A bit background on the current Islamic mortgage practice. Most of the current home finance products offered in Muslim countries are using either a “Murabaha” (cost plus credit sale), Ijara (leasing) or a Diminishing Musharakah (declining co-ownership) legal structures. Since the SwapRent system and its embedded mortgage HELM were originally created based on a flexible and reversible economic shared ownership concept which automatically discourages the unnecessary borrowing of money or “Riba” to own properties. In an extreme application, the borrowing of money could be totally avoided and that is why they are so attractive to be utilized as the mathematical backbone for a new type of Islamic mortgage products.

The key to understand why SwapRent could offer value to the existing home finance operations of most Islamic banks is to understand the new “economic owning or renting” concept that the current Islamic mortgages do not have. “Economic owning or renting” entails the conceptual separation of economic ownership interests away from the common underlying legal ownership structure. There are many ways to implement the SwapRent in an Islamic mortgage product. In one simple example, a homeowner could start out either as a legal owner and simultaneously a partial economic renter or as a legal renter and simultaneously a partial economic owner of a residential property. The homeowners could also reversibly buy future appreciation units represented by either Generic or AG SwapRent contracts now or when they have more money allocated for financial investment purpose in the future. This new structure is tentatively called a FARM (Flexible And Reversible Musyarakah or Musharakah) housing finance product.

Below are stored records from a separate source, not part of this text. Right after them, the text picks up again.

Issue #124, opened 2016-03-29
consider adding method for union of two intervals


bogovicj:
Intervals has a method to compute an intersection
(https://github.com/imglib/imglib2/blob/master/src/main/java/net/imglib2/util/Intervals.java#L206-L231)

but there is no method to compute the union. 
I'd be happy to make a pull request with this if it's of interest.

tpietzsch:
@bogovicj Yes, this is of interest and a PR would be cool!

bogovicj:
Great, will do :-)

bogovicj:
Great, thanks @tpietzsch
Fixed by pull request #125 and closes this issue.

PR #125, opened 2016-03-30
Add method for union of two intervals

bogovicj:
Re #124 
Very similar to the intersection method.
 ( "union" may not be the _best_ name, since its doesn't act like the union of sets - I'm thinking if the input is two non-overlapping intervals - but its probably clear enough )

### DIFF
--- a/src/main/java/net/imglib2/util/Intervals.java
+++ b/src/main/java/net/imglib2/util/Intervals.java
@@ -231,6 +231,33 @@ public class Intervals
 	}
 
 	/**
+	 * Compute the smallest interval that contains both input intervals.
+	 * 
+	 * Create a {@link FinalInterval} , which is the union of the input
+	 * intervals (i.e., the area contained in either input interval).
+	 * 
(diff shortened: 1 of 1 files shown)


tpietzsch:
Maybe "smallestContainingInterval" is a better name? But I'd be also okay with "union" as it's shorter and, as you said, should be clear enough. Does anyone else have an opinion on this?

In any case, please fix the javadoc:
`Create a {@link FinalInterval} , which is the union of the input intervals (i.e., the area contained in either input interval).`
This is the description of actual "union", not what the method does.

axtimwalde:
I share your initial feelings about the union, but it's used in the same spirit in https://docs.oracle.com/javase/7/docs/api/java/awt/Rectangle.html#union%28java.awt.Rectangle%29 therefore and in the interest of short names I am strongly pro union ;).

bogovicj:
Then we'll stick with "union"
Javadoc edited!

tpietzsch:
thanks @bogovicj

PR #128, opened 2016-04-22
added RandomAccessiblePair< A, B >, a trivial pairing of two sources into a source of pairs

axtimwalde:
Enables convenient composition of arbitrary types which I found incredibly
useful, e.g. converting a FloatType channel and a ByteType channel into an
ARGBType channel using Converter<Pair<FloatType, ByteType>, ARGBType>.

### DIFF
--- a/src/main/java/net/imglib2/view/RandomAccessiblePair.java
+++ b/src/main/java/net/imglib2/view/RandomAccessiblePair.java
@@ -1,0 +1,247 @@
+package net.imglib2.view;
+
+import net.imglib2.Interval;
+import net.imglib2.Localizable;
+import net.imglib2.RandomAccessible;
+import net.imglib2.util.Pair;
+
+/**
+ * A {@link RandomAccessible} over two independent
+ * {@link RandomAccessible RandomAccessibles} whose type is the {@link Pair} of
+ * corresponding values at the same coordinates in either of the two sources.
+ *
+ * @author Stephan Saalfeld &lt;saalfelds@janelia.hhmi.org&gt;
+ */
+public class RandomAccessiblePair< A, B > implements RandomAccessible< Pair< A, B > >
+{
+	public class Pair implements net.imglib2.util.Pair< A, B >
+	{
+		private A a = null;
+		private B b = null;
+
+		@Override
+		public A getA()
+		{
+			return a;
+		}
+
+		@Override
+		public B getB()
+		{
+			return b;
+		}
+
+		public void setA( final A a )
+		{
+			this.a = a;
+		}
+
+		public void setB( final B b )
+		{
+			this.b = b;
+		}
+	}
+
+	public class RandomAccess implements net.imglib2.RandomAccess< net.imglib2.util.Pair< A, B > >
+	{
+		final protected net.imglib2.RandomAccess< A > raA;
+		final protected net.imglib2.RandomAccess< B > raB;
+		final protected Pair pair;
+
+		public RandomAccess()
+		{
+			raA = sourceA.randomAccess();
+			raB = sourceB.randomAccess();
+			pair = new Pair();
+		}
+
+		@Override
+		public void localize( final int[] position )
+		{
+			raA.localize( position );
+		}
+
+		@Override
+		public void localize( final long[] position )
+		{
+			raA.localize( position );
+		}
+
+		@Override
+		public int getIntPosition( final int d )
+		{
+			return raA.getIntPosition( d );
+		}
+
+		@Override
+		public long getLongPosition( final int d )
+		{
+			return raA.getLongPosition( d );
+		}
+
+		@Override
+		public void localize( final float[] position )
+		{
+			raA.localize( position );
+		}
+
+		@Override
+		public void localize( final double[] position )
+		{
+			raA.localize( position );
+		}
+
+		@Override
+		public float getFloatPosition( final int d )
+		{
+			return raA.getFloatPosition( d );
+		}
+
+		@Override
+		public double getDoublePosition( final int d )
+		{
+			return raA.getDoublePosition( d );
+		}
+
+		@Override
+		public int numDimensions()
+		{
+			return RandomAccessiblePair.this.numDimensions();
+		}
+
+		@Override
+		public void fwd( final int d )
+		{
+			raA.fwd( d );
+			raB.fwd( d );
+		}
+
+		@Override
+		public void bck( final int d )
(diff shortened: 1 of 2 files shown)


src/main/java/net/imglib2/view/RandomAccessiblePair.java
```diff
@@ -0,0 +1,247 @@
...
+/**
+ * A {@link RandomAccessible} over two independent
+ * {@link RandomAccessible RandomAccessibles} whose type is the {@link Pair} of
+ * corresponding values at the same coordinates in either of the two sources.
+ *
+ * @author Stephan Saalfeld &lt;saalfelds@janelia.hhmi.org&gt;
+ */
+public class RandomAccessiblePair< A, B > implements RandomAccessible< Pair< A, B > >
+{
+	public class Pair implements net.imglib2.util.Pair< A, B >
```
tpietzsch: just use Pair instead of net.imglib2.util.Pair

src/main/java/net/imglib2/view/RandomAccessiblePair.java
```diff
@@ -0,0 +1,247 @@
...
+		}
+
+		public void setB( final B b )
+		{
+			this.b = b;
+		}
+	}
+
+	public class RandomAccess implements net.imglib2.RandomAccess< net.imglib2.util.Pair< A, B > >
+	{
```
tpietzsch: same here

src/main/java/net/imglib2/view/Views.java
```diff
@@ -1234,4 +1235,19 @@ public static boolean isZeroMin( final Interval interval )
...
 
+	/**
+	 * Compose two {@link RandomAccessible} sources into a
+	 * {@link RandomAccessible} of {@link Pair}.
+	 *
+	 * @param sourceA
+	 * @param sourceB
+	 * @return
+	 */
+	public static < A, B > RandomAccessiblePair< A, B > pair(
```
tpietzsch: I would suggest to make the return type `RandomAccessible<Pair<A, B>>` or even `RandomAccessible<? extends Pair<A, B>>`, if there is no strong need for being _exactly_ `RandomAccessiblePair<A, B>`. I can imagine that we might want to add other variants implementing this later.

src/main/java/net/imglib2/view/RandomAccessiblePair.java
tpietzsch: I'm not sure I like the name overloading

tpietzsch:
I knew that sounded very familiar... I did the same thing a long time ago on a branch...
https://github.com/imglib/imglib2/blob/roi-experiments/roi/src/main/java/net/imglib2/newroi/util/PairRandomAccess.java
https://github.com/imglib/imglib2/blob/roi-experiments/roi/src/main/java/net/imglib2/newroi/util/PairRandomAccessible.java
So, I guess I like the idea :-)

I my variant, I simply made the `PairRandomAccess` implement `Pair`, so there is no need for a separate `Pair` object. I like that better, because it postpone's access to `get()` on the source accesses until you actually query the Pair.

StephanPreibisch:
In general a good thing to have, one way or the other

src/main/java/net/imglib2/view/Views.java
axtimwalde: Thanks.  Fixed with making the `RandomAccess` implement `Pair` as suggested below.

src/main/java/net/imglib2/view/RandomAccessiblePair.java
axtimwalde: Pair removed as suggested below.

axtimwalde:
Thanks @tpietzsch for your comments.  Yes, this is not the first time I implemented that either ;).  The suggestion to make the RandomAccess be a Pair is very nice.  I changed it so and added you as author.

tpietzsch:
@axtimwalde thanks!

tpietzsch:
@axtimwalde this is really nice!
To copy img to img2 I can now
```
Views.interval(Views.pair(img, img2), img).forEach(t -> t.getB().set(t.getA()));
```
The `Views.interval` on top is a bit cumbersome.

I wouldn't add a variant `RAI Views.pair(RAI, RAI)` because that needs checking compatibility of the input intervals, throwing exception if not, etc, is not really cool.

Instead: a `Views.pair` variant `RAI Views.pair(RAI, RA)` that imposes interval of first argument seems useful. It couldn't hurt IMO to have the result be iterable too (because it always can be). Prototype with existing classes would be
```
	public static < A, B > IntervalView< Pair< A, B > > pair(
			final RandomAccessibleInterval< A > sourceA,
			final RandomAccessible< B > sourceB )
	{
		return Views.interval( new RandomAccessiblePair< A, B >( sourceA, sourceB ), sourceA );
	}
```
And voilà:
```
	Views.pair(img, img2).forEach(t -> t.getB().set(t.getA()));
```
What do you think? Should we add this? @axtimwalde @StephanPreibisch @dietzc @ctrueden

tpietzsch:
BTW, I think this method of copying would be quite a bit slower than doing it with two cursors and a loop. Still cool that one can write it like this... :-)

dietzc:
@tpietzsch that is actually really cool. We can reuse this stuff in the `Map` implementations of `Op`s.

axtimwalde:
@tpietzsch, how about
```java
public static < A, B > IntervalView< Pair< A, B > > pair(
            final RandomAccessible< A > sourceA,
            final RandomAccessible< B > sourceB,
            final Interval interval )
    {
        return Views.interval( new RandomAccessiblePair< A, B >( sourceA, sourceB ), interval );
    }
```
I would like this better because it is more flexible (I can pass `sourceA` or `sourceB` or another `Interval` depending on who is what and it has almost no extra-characters in useage.  It is actually less characters in cases where explicit casting is required to convince the compiler to pick the right method signature... (that's another story that bugged me recently https://github.com/saalfeldlab/bigcat/blob/janh5/src/main/java/bdv/bigcat/ui/ARGBConvertedLabelPairSource.java#L37)

tpietzsch:
@axtimwalde Yes, the converters ambiguity I also ran into... But it's `IterableInterval` vs `RandomAccessibleInterval`. In the Views case it would work though, for `RandomAccessibleInterval` and `RandomAccessible` it will just pick the most specific one.

However, I'm also ok with the explicit interval parameter. (Or with not adding a new method at all.)

PR #135, opened 2016-07-11
ARGBChannelSampleConverters to make single channels or sets of channels of an ARGBType image available as UnsignedByteType dimensions

axtimwalde:


axtimwalde:
@tpietzsch OK with me merging this?

tpietzsch:
@axtimwalde Yes, cool that the SamplerConverters get used finally!

PR #136, opened 2016-07-14
implemented equals() and hashCode() in ValuePair 

hoerldavid:
Pairs should be equal if their contents are equal. 
The proposed methods are slightly modified from Eclipses auto-generated methods so that it will equal any Pair with the same contents.


tpietzsch:
thanks David!

Issue #141, opened 2016-08-29
More helpful Views exceptions when inputs are invalid


etarena:
We invoking Views methods it would be nice to have more input validation upfront to avoid exceptions like the following:
```
java.lang.ArrayIndexOutOfBoundsException: 2
	at net.imglib2.AbstractInterval.min(AbstractInterval.java:182)
	at net.imglib2.util.Intervals.contains(Intervals.java:374)
	at net.imglib2.img.array.ArrayImg.fastCursorAvailable(ArrayImg.java:188)
	at net.imglib2.img.array.ArrayImg.supportsOptimizedCursor(ArrayImg.java:230)
	at net.imglib2.view.iteration.IterableTransformBuilder.buildIterableInterval(IterableTransformBuilder.java:237)
	at net.imglib2.view.iteration.IterableTransformBuilder.getEfficientIterableInterval(IterableTransformBuilder.java:77)
	at net.imglib2.view.IntervalView.getFullViewIterableInterval(IntervalView.java:137)
	at net.imglib2.view.IntervalView.iterationOrder(IntervalView.java:156)
	at net.imglib2.view.Views.flatIterable(Views.java:765)
	at net.imglib2.img.ImgView.<init>(ImgView.java:81)
```
This exception results from an attempt to call `Views.interval(img, min, max)` where `img.numDimensions() == 3` and `min.length == max.length == 2`.

axtimwalde:
Please test these conditions outside of the Views framework where necessary.  We do not want to perform runtime tests where inputs can be guaranteed to be correct.

PR #142, opened 2016-08-29
Views dimension validation

etarena:
This branch addresses #141, adding dimensionality checks for Views methods.

### DIFF
--- a/src/main/java/net/imglib2/view/IntervalView.java
+++ b/src/main/java/net/imglib2/view/IntervalView.java
@@ -11,13 +11,13 @@
  * %%
  * Redistribution and use in source and binary forms, with or without
  * modification, are permitted provided that the following conditions are met:
- * 
+ *
  * 1. Redistributions of source code must retain the above copyright notice,
  *    this list of conditions and the following disclaimer.
  * 2. Redistributions in binary form must reproduce the above copyright notice,
  *    this list of conditions and the following disclaimer in the documentation
  *    and/or other materials provided with the distribution.
- * 
+ *
  * THIS SOFTWARE IS PROVIDED BY THE COPYRIGHT HOLDERS AND CONTRIBUTORS "AS IS"
  * AND ANY EXPRESS OR IMPLIED WARRANTIES, INCLUDING, BUT NOT LIMITED TO, THE
  * IMPLIED WARRANTIES OF MERCHANTABILITY AND FITNESS FOR A PARTICULAR PURPOSE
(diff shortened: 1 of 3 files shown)


axtimwalde:
Hi @etarena , we chose to not test various conditions at runtime to make Views as performant as possible.  Assertions are in place to test the minimal requirements for debugging.  I am therefore voting strongly against accepting this pull request.  If you need to perform these tests at runtime in an application, please do so outside of imglib2 core.

ctrueden:
@axtimwalde Do you have any real use cases where you need to call Views millions of times where these checks will actually make a significant difference?

As things stand, Views is _very_ heavily used and recommended, and yet when you make simple common mistakes such as passing a 2D min/max array with a 3D image, you get a totally arcane and impenetrable exception. This sucks, and we can do better.

axtimwalde:
@ctrueden yes, we are calling views rapidly during optimization.  The tests do not make a big difference, I agree, but we generally do not perform runtime input validations in ImgLib2 anywhere to maximize algorithm performance.  Helpful debugging output is supported via assertions.  I suggest to perform runtime tests outside of core closer to applications where this is desired, e.g. Ops.  Does that work for you?

ctrueden:
> I suggest to perform runtime tests outside of core closer to applications where this is desired, e.g. Ops. Does that work for you?

OK.

StephanPreibisch:
I agree with @axtimwalde ... once we start checking things it is unclear where to draw the line of what to check, which at the end makes the framework more unpredictable in my opinion, even not considering performance aspects.

tpietzsch:
@StephanPreibisch That was exactly my concern with this PR. I was actually tempted to just merge it because in this case it wouldn't be much overhead, but it is difficult to know where to stop. It's cleaner to have a policy of not doing safety checks anywhere.

ctrueden:
I am willing to respect this decision in the ImgLib2 space. But I do feel compelled to chime in that I disagree with this sort of [slippery slope](https://en.wikipedia.org/wiki/Slippery_slope) argument. This is a gray area of balancing performance with usability. My argument here, and the reason for this PR, is because @etarena and I found `Views` to be difficult to use due to the arcane `ArrayIndexOutOfBoundsException`, and thought that adding some basic dimensional length checks would make things much easier for users, especially new users such as @etarena, while not impacting performance negatively much if at all. This was not the first time I have received, and/or seen others receive, these sorts of arcane exceptions. They contribute to the perception of new users that ImgLib2 is deep and complicated and hard to learn and use—which I think has a lot of truth actually, and I would like us to do whatever we can to make it easier to adopt and use.

On my end, I will do as @axtimwalde suggests and shift that balance more toward usability in ImageJ, especially ImageJ Ops. Then I can simply tell new users to use ImageJ, since it builds a lot of niceties on top of ImgLib2 and is much easier to learn.

PR #143, opened 2016-09-13
Add LinearAccessible interface and Views

hanslovsky:
`LinearAccessible` can be accessed through a linear index by a `LinearAccess`. This allows very fast access for certain types of `RandomAccessibleInerval`, e.g. `ArrayImg`. `Views.linearAccess` allows to access any `RandomAccessibleinerval` by linear index, using fast implementations where available.

### DIFF
--- a/src/main/java/net/imglib2/LinearAccess.java
+++ b/src/main/java/net/imglib2/LinearAccess.java
@@ -1,0 +1,93 @@
+/*
+ * #%L
+ * ImgLib2: a general-purpose, multidimensional image processing library.
+ * %%
+ * Copyright (C) 2009 - 2016 Tobias Pietzsch, Stephan Preibisch, Stephan Saalfeld,
+ * John Bogovic, Albert Cardona, Barry DeZonia, Christian Dietz, Jan Funke,
+ * Aivar Grislis, Jonathan Hale, Grant Harris, Stefan Helfrich, Mark Hiner,
+ * Martin Horn, Steffen Jaensch, Lee Kamentsky, Larry Lindsey, Melissa Linkert,
+ * Mark Longair, Brian Northan, Nick Perry, Curtis Rueden, Johannes Schindelin,
+ * Jean-Yves Tinevez and Michael Zinsmaier.
+ * %%
+ * Redistribution and use in source and binary forms, with or without
+ * modification, are permitted provided that the following conditions are met:
+ *
+ * 1. Redistributions of source code must retain the above copyright notice,
+ *    this list of conditions and the following disclaimer.
+ * 2. Redistributions in binary form must reproduce the above copyright notice,
+ *    this list of conditions and the following disclaimer in the documentation
+ *    and/or other materials provided with the distribution.
+ *
+ * THIS SOFTWARE IS PROVIDED BY THE COPYRIGHT HOLDERS AND CONTRIBUTORS "AS IS"
+ * AND ANY EXPRESS OR IMPLIED WARRANTIES, INCLUDING, BUT NOT LIMITED TO, THE
+ * IMPLIED WARRANTIES OF MERCHANTABILITY AND FITNESS FOR A PARTICULAR PURPOSE
+ * ARE DISCLAIMED. IN NO EVENT SHALL THE COPYRIGHT HOLDERS OR CONTRIBUTORS BE
+ * LIABLE FOR ANY DIRECT, INDIRECT, INCIDENTAL, SPECIAL, EXEMPLARY, OR
+ * CONSEQUENTIAL DAMAGES (INCLUDING, BUT NOT LIMITED TO, PROCUREMENT OF
+ * SUBSTITUTE GOODS OR SERVICES; LOSS OF USE, DATA, OR PROFITS; OR BUSINESS
+ * INTERRUPTION) HOWEVER CAUSED AND ON ANY THEORY OF LIABILITY, WHETHER IN
+ * CONTRACT, STRICT LIABILITY, OR TORT (INCLUDING NEGLIGENCE OR OTHERWISE)
+ * ARISING IN ANY WAY OUT OF THE USE OF THIS SOFTWARE, EVEN IF ADVISED OF THE
+ * POSSIBILITY OF SUCH DAMAGE.
+ * #L%
+ */
+package net.imglib2;
+
+import net.imglib2.img.array.ArrayImg;
+
+/**
+ *
+ * @author Philipp Hanslovsky
+ *
+ *         Access a source {@link LinearAccessible} by linear indexing. An
+ *         example use case is array like access for an {@link ArrayImg}.
+ *
+ * @param <T>
+ */
+public interface LinearAccess< T > extends Sampler< T >
+{
+
+	@Override
+	LinearAccess< T > copy();
+
+	/**
+	 *
+	 * Set position at which data be read on call to {@link Sampler#get()}.
+	 */
+	void set( int position );
+
+	/**
+	 *
+	 * Set position at which data be read on call to {@link Sampler#get()}.
+	 */
+	void set( long position );
+
+	/**
+	 *
+	 * Set position and immediately return {@link T} at this position.
+	 */
+	default T get( final int position )
+	{
+		set( position );
+		return get();
+	}
+
+	/**
+	 *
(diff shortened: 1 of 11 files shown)


axtimwalde:
Thanks @hanslovskyp, not yet merge ready, so I am closing this pull request.
What do you think about not introducing an additional interface but instead implementing the exact same logic in a View that converts an n-dimensional RAInterval into a 1-dimensional RAInterval.  The RAccess on this would be what you implemented here, accepting 0/ ignoring the dimension parameter in setPosition, move and fwd, bck methods?  Also, please do not add curly brackets to single line loops.

axtimwalde:
So it is mostly renaming, removing the LinearAccessible and LinearAccess interfaces and move the logic to RandomAccessibleInterval and RandomAccess implementations.

hanslovsky:
I agree that keeping the number of interfaces as low as possible is desirable. However, having a (useless) dimension parameter for `setPosition` would be confusing. With good documentation the usage should be clear. I prefer just ignoring the dimension parameter for performance reasons.
What about `setPosition(long[])` and similar methods? Throw `UnsupportedOperationException`?
A good name for the `Views` method would then be `Views.flatten`.

hanslovsky:
One thing that I do not like about using RAI instead of LinearAccessible is that method signatures will not tell the caller whether they expect an actual RAI or a flattened RAI.

tpietzsch:
General question: Where is this useful where it cannot be replaced by (flat) iteration easily?

hanslovsky:
I am working on a n-d watershed and for performance reasons (probably only true for `ArrayImg`) I would like to access a RAI in a linear fashion like an array.

axtimwalde:
@tpietzsch iterables do not offer efficient modes of random access into a linearized index, being able to enumerate and access an integer coordinate by a single index can be useful, @hanslovskyp needs it for an efficient compact watershed implementation.  I do, though prefer the idea of not introducing a new interface but instead doing the same thing with RandomAccess, we can do that first outside ImgLib2 and if it turns out to be generic enough, think again about a pull request.

tpietzsch:
What about adding index access to `Cursor`.

"`setPosition`" could be trivially implemented for existing cursors, even be added to the `Cursor` interface as a default method. Plus optimized implementations for `ArrayCursor` etc.

"`getPosition`" is not as trivial, but I'm sure it could be done without or with minimal overhead.

tpietzsch:
and by the way: awesome that you are working on watershed! parallel?

hanslovsky:
`getPosition` is not an immediate requirement and could be dropped. So we could just extend `Cursor` with a `setPosition` method. Extending an existing interface is a potentially big change. Do you think that (currently) single use case justifies this extension?

Unfortunately, no parallel watershed so far, but @axtimwalde and I certainly have that in mind and have discussed possible parallel solutions. So far we have not come up with a method that would be parallel and guarantee the same solution as a single threaded watershed on the whole volume, unfortunately.

tpietzsch:
> getPosition is not an immediate requirement and could be dropped. So we could just extend Cursor with a setPosition method. Extending an existing interface is a potentially big change. Do you think that (currently) single use case justifies this extension?

I'm not sure. @axtimwalde @StephanPreibisch @dietzc @ctrueden what do you think? Would we have other use cases?

> Unfortunately, no parallel watershed so far, but @axtimwalde and I certainly have that in mind and have discussed possible parallel solutions. So far we have not come up with a method that would be parallel and guarantee the same solution as a single threaded watershed on the whole volume, unfortunately.

Yes, it's not straightforward. I was also thinking about it some time ago. It is related to component trees (obviously) and there are several papers about parallelizing that. All some variations of "do-something-stupid-locally-then-union-find-to-merge". It's no longer linear than but I could imagine it could even be an improvement in practice when running single-threaded, because you don't have to maintain large queues and access all over the place all the time.

dietzc:
Ok, maybe it's a super stupid and naive question (caused by jetlag or whatever): but basically you want to have a first version of `reset()` + `jmpForward(int steps)` methods which are provided in the `Iterator` interface? why not add `setIndex(long idx)` to this interface which in the default implementation does `reset()` and `jumpFwd(...)` and in the special case (like `ArrayImg`) does it in a more efficient way?

PS: Concerning the watershed... maybe you can consolidate efforts with https://github.com/imagej/imagej-ops/pull/446.

axtimwalde:
@tpietzsch we are currently interested in extensions of the watershed cost functions that make parallelization even harder, in particular two variants of 'compact watershed' where the Euclidean or geodesic distance to the respective seeds contributes to the cost.  For the 'classic' watershed, I believe that this approach

http://www.sciencedirect.com/science/article/pii/S0031320399001545

would enable straight forward parallelization?  Haven't tried yet.

We could add index access to cursor, but I am not yet sure that this is actually better than unfolding dimensions and sticking with `RandomAccess`.  I actually found myself wishing that I could unfold the third dimension into the second recently (to save volume blocks as JPG).  The 1-dimensional RandomAccess is the terminal case for this kind of flattening and we could make it available just so.  I like a `RandomAccess` solution for that it is consistent with the current thinking of random access vs. iteration.  I like the `Cursor` solution for that it does not ask you to pass arrays or dimension specifiers when you already know that there is only 1 dimension.

tpietzsch:
@dietzc yes, that was exactly what I was thinking too!

tpietzsch:
@axtimwalde a difference of `Cursor` solution vs `RandomAccess` is that `Cursor` indices are well-defined wrt the min of the interval. For min=(0,0,...) it's always easy, but to it is (to me) not immediately clear how to flatten dimensions for non-0-min intervals.

tpietzsch:
> I believe that this approach
> 
> http://www.sciencedirect.com/science/article/pii/S0031320399001545
> 
> would enable straight forward parallelization? Haven't tried yet.

I don't know that paper. I'll have a look tomorrow!
Can you point me to papers regarding the " 'compact watershed' where the Euclidean or geodesic distance to the respective seeds contributes to the cost"?

hanslovsky:
This is the original reference:
https://www.tu-chemnitz.de/etit/proaut/forschung/rsrc/cws_pSLIC_ICPR.pdf

Essentially, you remember the position of the seeds (or the number of steps you had to go so far to reach that pixel) and add that distance to the gray value difference.

ctrueden:
> @ctrueden what do you think?

I just wonder why we need to have both `randomAccess()` and `cursor()` if they are both converging on the same API in the end?

tpietzsch:
@ctrueden as @dietzc pointed out, you can already always "fake" `c.setPosition(n)` by `c.reset(); c.jumpFwd(n+1)`. The question is whether we want to add a (possibly more efficient) shortcut for that.

ctrueden:
> you can already always "fake"

OK, right.

> The question is whether we want to add a (possibly more efficient) shortcut for that.

Makes sense to me!

axtimwalde:
@tpietzsch @dietzc: @hanslovsky and me have discussed this again and we currently think that the `flatten`-ed accessible should be a `RandomAccessibleInterval` with `min=[0]`.  Reasons are:
* no change to the core API of ImgLib2,
* no inefficient default implementation that will depress developers and is aesthetically  unpleasing (see below),
* the index in `Cursor` is not a coordinate like in `RandomAccess`, i.e. localize on a `Cursor` is not expected to return the index but an n-dimensional location,
* `Cursor.reset()` sets the `Cursor` to index -1 instead 0 for making it compatible with Java's `Iterator` logic (`next()`, `hasNext()`), i.e. the default implementation for `setIndex(idx)` is `cursor.reset(); jumpFwd(++idx);`,
* the 0-coordinate of the `flatten`-ed `RandomAccessibleInterval` will map to the min corner of the source `RandomAccessibleInterval`, simple contract,
* we can extend the concept of flattening all dimensions to flattening one dimension into another

dietzc:
> no change to the core API of ImgLib2. 

We could use Java8 default methods in interfaces to avoid any API breaks to implement default behaviour. The nice thing is that adding `setIndex(...)` in the `Iterator` make it easy for implementing classes like `ArrayImg` to offer an efficient implementation. If you would do it in `Views.flatten(...)` you would have to special case on a certain interface which you have to introduce or for each implementation on it's own to get efficient implementations. Maybe I'm missing something here.

Anyway, I totally see the use-cases now :+1:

The homeowners certainly are not required to buy these appreciation units of his home and it should be left as a separate investment decision for the homeowners. They could buy even more or sell away these SwapRent contracts they already bought at any time they want before the maturity date through the secondary market for these SwapRent transactions,

The second most important point is that the SwapRent package could act as a mathematical bridge between the new Islamic mortgages to the current Western financial systems. Therefore the provider banks could easily hedge off the real estate property risks and the interest rate risks themselves due to the precise quantitative linkages to the current Western financial systems at the manufacturing level by the providers, even if the banks start out owning part of the homes in a co-ownership legal structure with the homeowners. This means that the underwriting banks themselves could use the very same SwapRent contracts to efficiently transfer these real estate property exposures to other free market investors through REIDeX in a very low cost way to effectively hedge off the property exposures acquired in the co-ownership structures. There would no longer be a need to pool the real estate exposures acquired in co-ownership structures through another legal structure such as a resi fund or unit trust in order to sell them off to other investors in an inefficient and high cost way anymore.

All these new features will be crucial to create the critical mass and to make the new type of Islamic mortgages more mainstream, acceptable and widely embraced by both Muslim and non-Muslim homeowners as well as all kinds of banking institutions around the world.